Il Gruppo di AutoaMutuoAiuto è uno degli strumenti per farlo, ma, come sostenuto in un precedente post, non è ugualmente utile per tutti i genitori. Abbiamo ipotizzato l’opportunità di offrire l’accoglienza in piccoli ‘gruppi a valenza terapeutica’, condotti da uno psicologo clinico, particolarmente indicati per i genitori alla ricerca di sostegno.
Ci rivolgiamo alla comunità dei genitori e degli operatori professionali per raccogliere contributi e resoconti sulle varie forme d’intervento sperimentate in relazione a questo importante aspetto della vita delle persone disabili e delle loro famiglie.

(1) R. Cerabolini, “La sofferenza psichica nelle persone con disabilità intellettiva”, Prospettive Sociali e Sanitarie, n. 4.1, novembre 2014

* Psicoterapeuta presso “Fraternità e Amicizia” Coop.va Soc. Onlus, Milano

2 pensieri su “Vita affettiva e sessuale di un figlio con disabilità intellettiva

  1. Patrizia Taccani

    Dopo aver letto questo contributo ho sentito il bisogno di riprendere in mano un libro. Si tratta di “Io amo. Piccola filosofia dell’amore” di Vito Mancuso.
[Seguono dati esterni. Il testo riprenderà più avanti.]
Issue #2042, opened 2022-06-03
Siblings of $ref do not override the referenced object


atruskot:
**Describe the bug**
Note: this is a duplicate of https://github.com/Redocly/redoc/issues/1727.  I'm not sure if this community prefers to reopen closed issues or create a new issue after closing the original. Feel free to close this issue if the preference is to reopen the original.

I'm still able to reproduce this issue in `redoc-cli@0.13.16`. Seeing the base description rather than the sibling/overridden one. Will see the sibling description if the base has no description. 

Worth noting, the issue isn't specific to description, any base property will render if it exists. So base examples can't be overridden either, for example. I'm not sure if the expectation is for the derived object to be arbitrarily override any base property or if Redoc is expected to only override specific properties (such as `description`). 

**Expected behavior**
When there are siblings of $ref, it is expected that the siblings override any properties that are also founded in the referenced object. 

**Minimal reproducible OpenAPI snippet(if possible)**
Described in https://github.com/Redocly/redoc/issues/1727.

AlexVarchuk:
The 3.1 include JSON Schema draft 2020-12 which allow all keywords siblings inside schema object. But the sibling keywords do not override the keywords in the referenced schema, they add to them. [Link to issue ](https://github.com/OAI/OpenAPI-Specification/issues/2744).

PR #2063, opened 2022-06-24
fix: merge reference for openapi 3.1

AlexVarchuk:
## What/Why/How?
we lost sibling functionality in version 2.0.0-rc.57-58. This PR fix it.
fix https://github.com/Redocly/redoc/issues/2042
## Check yourself

- [x] Code is linted
- [x] Tested

### DIFF
--- a/src/services/OpenAPIParser.ts
+++ b/src/services/OpenAPIParser.ts
@@ -1,6 +1,6 @@
 import { OpenAPIRef, OpenAPISchema, OpenAPISpec, Referenced } from '../types';
 
-import { isArray, isBoolean, IS_BROWSER } from '../utils/';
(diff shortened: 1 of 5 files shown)


src/services/OpenAPIParser.ts
```diff
@@ -173,7 +173,7 @@ export class OpenAPIParser {
       keys.some(k => k !== 'description' && k !== 'title' && k !== 'externalDocs')
     ) {
       return {
-        allOf: [rest, resolved],
+        allOf: [resolved, rest],
```
RomanHotsiy, line 176: Is it related to our recent changes in all of merging?

AlexVarchuk: Yes

Issue #213, opened 2017-02-27
Ellipsis class content is garbled


sarus:
I'm seeing garbled content for the `.ellipsis` class when the tree is collapsed.

![image](https://cloud.githubusercontent.com/assets/306319/23368214/198c3a3c-fcdb-11e6-9d59-325d16f8c1c9.png)

Inspector Content:

![image](https://cloud.githubusercontent.com/assets/306319/23368262/4070f386-fcdb-11e6-8a69-efbecb57d060.png)

Has anyone run into this issue?

Thanks!

sarus:
Just needed to add `UTF-8` charset as a `meta` tag in `head`

```
<meta charset="utf-8"/>
```

I would consider adding this to the sample `index.html` file in the README.

Thanks!

RomanGotsiy:
@sarus dup of https://github.com/Rebilly/ReDoc/issues/29

RomanGotsiy:
@sarus nice catch with `<meta charset="utf-8">`.
Adding to sample `index.html`
Thanks

raubel:
For information, it may not be enough to add `<meta charset="utf-8">` in the page. The response header can override this setting.
In my case, the `index.html` page is served by a Java servlet, and I need to set the response encoding explicitly (`response.setCharacterEncoding("UTF-8")`).

Issue #29, opened 2016-03-12
Strange character in contracted form


adamaltman:
Look at this before and after it's expanded.  Notice the strange character in the contracted version:

![image](https://cloud.githubusercontent.com/assets/1161871/13723210/c545db1c-e823-11e5-98da-445e7e313cd0.png)

![image](https://cloud.githubusercontent.com/assets/1161871/13723208/c10dd63a-e823-11e5-8a62-db7a758be885.png)

RomanGotsiy:
@adamaltman can you please provide more info: operating system, browser version, etc?

I can't reproduce this. Tried on IE11/Windows, Chrome/Mac and Safari/Mac.

adamaltman:
Linux (ubuntu) Chrome.  Oddly, I don't seem able to reproduce it now myself.  (At least I have the screenshots to prove I wasn't crazy.)

adamaltman:
I can reproduce this by running the deploy script on my local machine.

RomanGotsiy:
Are you able to reproduce it always? Or like time by time?
Once you reproduce it could you please copy content of redoc.js file and send it to me?

adamaltman:
The issue for me was the python-based simple http server which isn't utf-8 friendly.  This fixed the issue: http://stackoverflow.com/questions/15288891/how-can-i-serve-files-with-utf-8-encoding-using-python-simplehttpserver

PR #2130, opened 2022-08-11
fix: encoding issue in CDN responses

bparmentier:
## What/Why/How?

When downloading the redoc JS from redoc.ly CDN (e.g. https://cdn.redoc.ly/redoc/latest/bundles/redoc.standalone.js) the `Content-Type` header in the response is missing `'charset=utf-8'`, causing the file to be displayed with garbled characters.

I faced the issue in my project and found that it was indirectly reported multiple times over the years, as can be seen in https://github.com/Redocly/redoc/issues/29.

The solution proposed in https://github.com/Redocly/redoc/issues/213#issuecomment-282761418 is just a workaround and I'm actually not sure why it works for other people because according to https://developer.mozilla.org/en-US/docs/Web/HTML/Element/meta#attr-charset, "UTF-8 is the only valid encoding for HTML5 documents" anyway.

## Reference

- `aws-cli` doesn't automatically detect the charset when uploading files https://github.com/aws/aws-cli/issues/1346
- there was also a similar issue opened at https://github.com/jsdelivr/bootstrapcdn/issues/949

## Testing

Open the above URL in a browser and search for e.g. `.ellipsis:after`. The value of `content` should be displayed as 
image
instead of
image

### DIFF
--- a/scripts/publish-cdn.sh
+++ b/scripts/publish-cdn.sh
@@ -8,7 +8,9 @@ VERSION=$(node scripts/version.js)
 VERSION_TAG=v${VERSION:0:1}.x
 
 copy_to_s3 () {
-  aws s3 cp bundles "s3://redocly-cdn/redoc/$1/bundles" --recursive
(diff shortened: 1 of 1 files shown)


AlexVarchuk (approved):
Hi @bparmentier. Thank you a lot for your contribution 🙌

Nelle prime pagine si legge “Nella gran parte degli innamoramenti la freccia non parte da colui o colei che ci fa innamorare: costoro, anzi spesso rimangono del tutto all’oscuro del sentimento che li riguarda[…] e più avanti “…non siamo noi a far nascere l’amore, ma è l’amore che nasce in noi, siamo come appesi a una serie di forze, circostanze, casualità molto più grandi di noi che sempre ci sovrastano, spesso ci dominano, talora ci imprigionano.”.
    Condividendo questa prospettiva per averne fatto esperienza, come non pensare allo sconcerto, alla incertezza, alle ambivalenze e alle paure di un giovane disabile di fronte all’amore?
    E come non comprendere appieno il desiderio di un genitore di voler evitare in ogni modo al figlio il rischio di piombare a capofitto in questo mare sconosciuto?
    Roberto Cerabolini indica dunque alcune direzioni – che condivido in toto – per chi opera professionalmente nell’area della disabilità intellettiva: lavorare con i giovani sul filone dell’educazione sentimentale e lavorare con le loro famiglie perché sentano di poterli accompagnare in questa crescita.
    Il mio contributo, purtroppo, si ferma a queste riflessioni, non ho elementi operativi da offrire. Mi auguro che siano invece molti, genitori e operatori, a voler far conoscere attraverso “Scambi di Prospettive” le strade intraprese in questo territorio così fragile, così vitale.